ChartMill employs its own Dividend Rating system for all stocks. This score, on a scale of 0 to 10, is determined by evaluating different dividend factors, such as yield, historical performance, dividend growth, and sustainability. NYSE:ROK has been assigned a 7 for dividend:

  • Compared to an average industry Dividend Yield of 2.43, ROK pays a better dividend. On top of this ROK pays more dividend than 94.57% of the companies listed in the same industry.
  • ROK has paid a dividend for at least 10 years, which is a reliable track record.
  • ROK has not decreased its dividend for at least 10 years, so it has a reliable track record of non decreasing dividend.
  • ROK's earnings are growing more than its dividend. This makes the dividend growth sustainable.

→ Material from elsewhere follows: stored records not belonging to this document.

PR #1863, opened 2022-02-08
Mark join entity as new when it is a new association for source entity

batopa:
This PR fixes an issue we have trying to add related objects loaded from another entity.

Before this PR doing

```php
$Documents = \Cake\ORM\TableRegistry::get('Documents');

// assuming to have an existing document with id = 5 with "attach" relation
$doc = $Documents->get(5);
$Documents->loadInto($doc, ['Attach']);
$relatedEntities = $doc->get('attach');

$entity = $Documents->newEntity(['title' => 'My title']);
$entity = $Documents->save($entity);

$action = new \BEdita\Core\Model\Action\AddRelatedObjectsAction(compact('association'));
$action(compact('entity', 'relatedEntities'));
```

save `$entity` with no errors but the related entities were not linked to `$entity`.

The reason was in the way we hydrate related entities in source entity. The join entity is updated with the right primary keys (`left_id`, `right_id`, `relation_id`), but since that join entity was loaded from another entity it results already persisted and not saved.

Now it is marked as new to ensure to store it.

### DIFF
--- a/plugins/BEdita/Core/tests/TestCase/Model/Action/AddRelatedObjectsActionTest.php
+++ b/plugins/BEdita/Core/tests/TestCase/Model/Action/AddRelatedObjectsActionTest.php
@@ -54,7 +54,7 @@ class AddRelatedObjectsActionTest extends TestCase
     /**
      * {@inheritDoc}
      */
-    public function setUp()
+    public function setUp(): void
     {
         parent::setUp();
 
@@ -64,7 +64,7 @@ class AddRelatedObjectsActionTest extends TestCase
     /**
      * {@inheritDoc}
      */
-    public function tearDown()
+    public function tearDown(): void
     {
         parent::tearDown();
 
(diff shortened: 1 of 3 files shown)


fquffio (approved):

plugins/BEdita/Core/tests/TestCase/Model/Action/AddRelatedObjectsActionTest.php
```diff
@@ -47,8 +48,29 @@ class AddRelatedObjectsActionTest extends TestCase
         'plugin.BEdita/Core.Users',
         'plugin.BEdita/Core.Roles',
         'plugin.BEdita/Core.RolesUsers',
+        'plugin.BEdita/Core.History',
     ];
 
+    /**
+     * {@inheritDoc}
+     */
+    public function setUp()
```
stefanorosanelli: [super minor] `: void` return type. also in `tearDown()`

stefanorosanelli (approved):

A Closer Look at Health for NYSE:ROK

ChartMill employs a unique Health Rating system for all stocks. This rating, ranging from 0 to 10, is determined by analyzing various liquidity and solvency ratios. For NYSE:ROK, the assigned 5 for health provides valuable insights:

  • ROK has an Altman-Z score of 4.81. This indicates that ROK is financially healthy and has little risk of bankruptcy at the moment.
  • With an excellent Altman-Z score value of 4.81, ROK belongs to the best of the industry, outperforming 82.61% of the companies in the same industry.
  • The Debt to FCF ratio of ROK is 3.50, which is a good value as it means it would take ROK, 3.50 years of fcf income to pay off all of its debts.
  • Looking at the Debt to FCF ratio, with a value of 3.50, ROK is in the better half of the industry, outperforming 76.09% of the companies in the same industry.

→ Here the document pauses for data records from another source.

PR #1867, opened 2022-02-17
Draft: Feat/exact search

nicolocarpignoli:
Introduce exact search if "exact" and "string" params are provided.

### DIFF
--- a/plugins/BEdita/Core/src/Model/Behavior/SearchableBehavior.php
+++ b/plugins/BEdita/Core/src/Model/Behavior/SearchableBehavior.php
@@ -118,7 +118,13 @@ class SearchableBehavior extends Behavior
      */
     public function findQuery(Query $query, array $options)
     {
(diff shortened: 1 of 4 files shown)


fquffio:
Just a quick note: from an API's perspective, the existing functionality is preserved and expanded.

The following requests are now possible:

- `GET /objects?filter[query]=foo+bar` — existing functionality
- `GET /objects?filter[query][string]=foo+bar&filter[query][exact]=0` — same as existing functionality (`exact` is off by default, and may be omitted)
- `GET /objects?filter[query][string]=foo+bar&filter[query][exact]=1` — expanded functionality: the query string is searched exactly as provided, without searching word by word

The "exact" search performs an exact match with the whole query string, rather than splitting words and searching them one by one.

For instance, when searching "foo bar", a document whose title is "some bar are foo" will not match.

Evaluating Profitability: NYSE:ROK

ChartMill's Profitability Rating offers a unique perspective on stock analysis, providing scores from 0 to 10. These ratings consider a wide range of profitability metrics and margins, both in comparison to industry peers and on their own merits. For NYSE:ROK, the assigned 9 is a significant indicator of profitability:

  • ROK has a better Return On Assets (10.39%) than 91.30% of its industry peers.
  • ROK's Return On Equity of 33.31% is amongst the best of the industry. ROK outperforms 96.74% of its industry peers.
  • With an excellent Return On Invested Capital value of 15.23%, ROK belongs to the best of the industry, outperforming 95.65% of the companies in the same industry.
  • Measured over the past 3 years, the Average Return On Invested Capital for ROK is above the industry average of 11.05%.
  • The last Return On Invested Capital (15.23%) for ROK is above the 3 year average (14.22%), which is a sign of increasing profitability.
  • ROK has a Profit Margin of 13.15%. This is amongst the best in the industry. ROK outperforms 91.30% of its industry peers.
  • In the last couple of years the Profit Margin of ROK has grown nicely.
  • With an excellent Operating Margin value of 17.34%, ROK belongs to the best of the industry, outperforming 92.39% of the companies in the same industry.
  • ROK has a Gross Margin of 40.08%. This is amongst the best in the industry. ROK outperforms 91.30% of its industry peers.

More Best Dividend stocks can be found in our Best Dividend screener.

Our latest full fundamental report of ROK contains the most current fundamental analsysis.

Disclaimer

This article should in no way be interpreted as advice. The article is based on the observed metrics at the time of writing, but you should always make your own analysis and trade or invest at your own responsibility.